# [Assignment]
Report all lines from the entries below in which "main" appears.

# [Dataset entries]
★ ★ ★ ★

Issue #97, opened 2024-05-24
GIthub check results should direct users to the local UI


ralphbean:
PaC is deployed in deploy-deps.sh, and the UI is deployed in deploy-konflux.sh.

In order for PaC to present links to the user that direct them to the local UI for check results, the PaC config needs to be provided details about the custom console.

PR #98, opened 2024-05-24
feat: provide PaC links to the local console

ralphbean:
This way, a user who clicks on their github check result will be directed to their their local instance's UI.

Fixes https://github.com/konflux-ci/konflux-ci/issues/97

### DIFF
--- a/dependencies/pipelines-as-code/custom-console-patch.yaml
+++ b/dependencies/pipelines-as-code/custom-console-patch.yaml
@@ -1,0 +1,16 @@
+---
+- op: add
+  path: /data/application-name
+  value: Local Konflux
+- op: add
+  path: /data/custom-console-name
+  value: Local Konflux
+- op: add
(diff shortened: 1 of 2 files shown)


ralphbean:
I wasn't sure whether to approach this with a whole new kustomize directory, or just use kubectl patch like this. I'm open to changing it if you feel this is the wrong way.

We'll have more cases of customizing a dep's config down the road.

ralphbean:
Looking at this again now, the right way is to apply a kustomize patch in `dependencies/pipelines-as-code/`. I'll circle back and do that.

ralphbean:
(I poked at this for a few minutes the other day and got confused by the relationship between the TektonConfig and the PaC configmap. I tried setting details in the TektonConfig but they didn't seem to take effect.)

gbenhaim (approved):

PR #101, opened 2024-05-27
chore: print reason on retry failure

yftacherzog:
Changing the implementation of the retry function so it takes the command to retry and the error message to print if retry fails.

### DIFF
--- a/deploy-deps.sh
+++ b/deploy-deps.sh
@@ -47,10 +47,12 @@ deploy() {
 deploy_tekton() {
     # Operator
     kubectl apply -k "${script_path}/dependencies/tekton-operator"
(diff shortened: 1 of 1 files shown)


yftacherzog:
@gbenhaim following the discussion on the other PR. Do you think an approach such as the one in this PR makes sense? It will allow us to keep using unified retry mechanism, while also supporting a customized error message.

yftacherzog:
cc @Omeramsc

Omeramsc (approved):
LGTM

avi-biton (approved):
LGTM

avi-biton:
I think there is an issue when we use double quotes to pass the parameters to the retry function.
The message I get when adding quotes to this command is (for example):
`kubectl wait --for=condition=Ready --timeout=120s -l app.kubernetes.io/instance=cert-manager -n cert-manager pod: No such file or directory
`

PR #102, opened 2024-05-28
test(RHTAPWATCH-1043): add kubelint to CI

yftacherzog:


yftacherzog:
Status:
- The linter is running - it might not be the most ideal way to make it run for all kustomization files (e.g. some nested files may run multiple times -- not sure if that's a problem), but it's working.

- I applied some fixes to some of the issues. Some of them are breaking the deployment (I think the main issue is low resources that need to be tweaked). This needs to be looked on one by one.

- Some fixes are still missing. Need to attend to those as well.

PR #103, opened 2024-05-29
Integrate the new import flow

gbenhaim:
Update hac-dev image
    
    The new image has the new simple import form and several fixes
    for the link to the documentation.

    Update build-service image
    
    The new image supports importing a component without a devfile and
    selecting a pipeline by adding an annotation on the component.
    See test/resources/demo-users/user/ns1/application-and-component.yaml
    for an example.

new-import

### DIFF
--- a/test/resources/demo-users/user/ns1/application-and-component.yaml
+++ b/test/resources/demo-users/user/ns1/application-and-component.yaml
@@ -17,12 +17,13 @@ metadata:
   annotations:
     build.appstudio.openshift.io/request: configure-pac
     image.redhat.com/generate: '{"visibility": "public"}'
+    build.appstudio.openshift.io/pipeline: '{"name":"docker-build", "bundle": "latest"}'
 spec:
   application: sample-component
   componentName: sample-component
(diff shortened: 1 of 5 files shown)


test/resources/demo-users/user/ns1/application-and-component.yaml
```diff
@@ -17,12 +17,13 @@ metadata:
   annotations:
     build.appstudio.openshift.io/request: configure-pac
     image.redhat.com/generate: '{"visibility": "public"}'
+    build.appstudio.openshift.io/pipeline: '{"name":"docker-build", "bundle": "latest"}'
```
yftacherzog, line 20: Should we have this for ns2 application-and-component as well?

gbenhaim: Until we don't sort out the issue with the private image in the build pipeline I don't want to change anything in ns2 (which the readme refers to).

yftacherzog (approved):
lgtm

PR #4654, opened 2026-01-21
fix: remove notifications from konflux-info CR

yftacherzog:
The konflux-info part of the main top-level PR includes notifications, which caused onboarding of applications to fail. This commit removes this bit.

Assisted-by: Cursor


avi-biton (commented):
Don't we need this part to enable imageController?
```
        integrations:
          image_controller:
            enabled: true
```
Or is it only for the integration of image controller and konflux-info?

gbenhaim (approved):

PR #4687, opened 2026-01-22
add PAC_WEBHOOK_URL env to image-controller

tisutisu:
this change will make PAC_WEBHOOK_URL to be available in image-controller env

### DIFF
--- a/konflux-ci/image-controller/core/image-controller-env-patch.yaml
+++ b/konflux-ci/image-controller/core/image-controller-env-patch.yaml
@@ -1,0 +1,12 @@
+apiVersion: apps/v1
+kind: Deployment
+metadata:
+  name: image-controller-controller-manager
+spec:
+  template:
+    spec:
+      containers:
+        - name: manager
+          env:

★ ★ ★ ★

# [Solved problem]
- I applied some fixes to some of the issues. Some of them are breaking the deployment (I think the main issue is low resources that need to be tweaked). This needs to be looked on one by one.
The konflux-info part of the main top-level PR includes notifications, which caused onboarding of applications to fail. This commit removes this bit.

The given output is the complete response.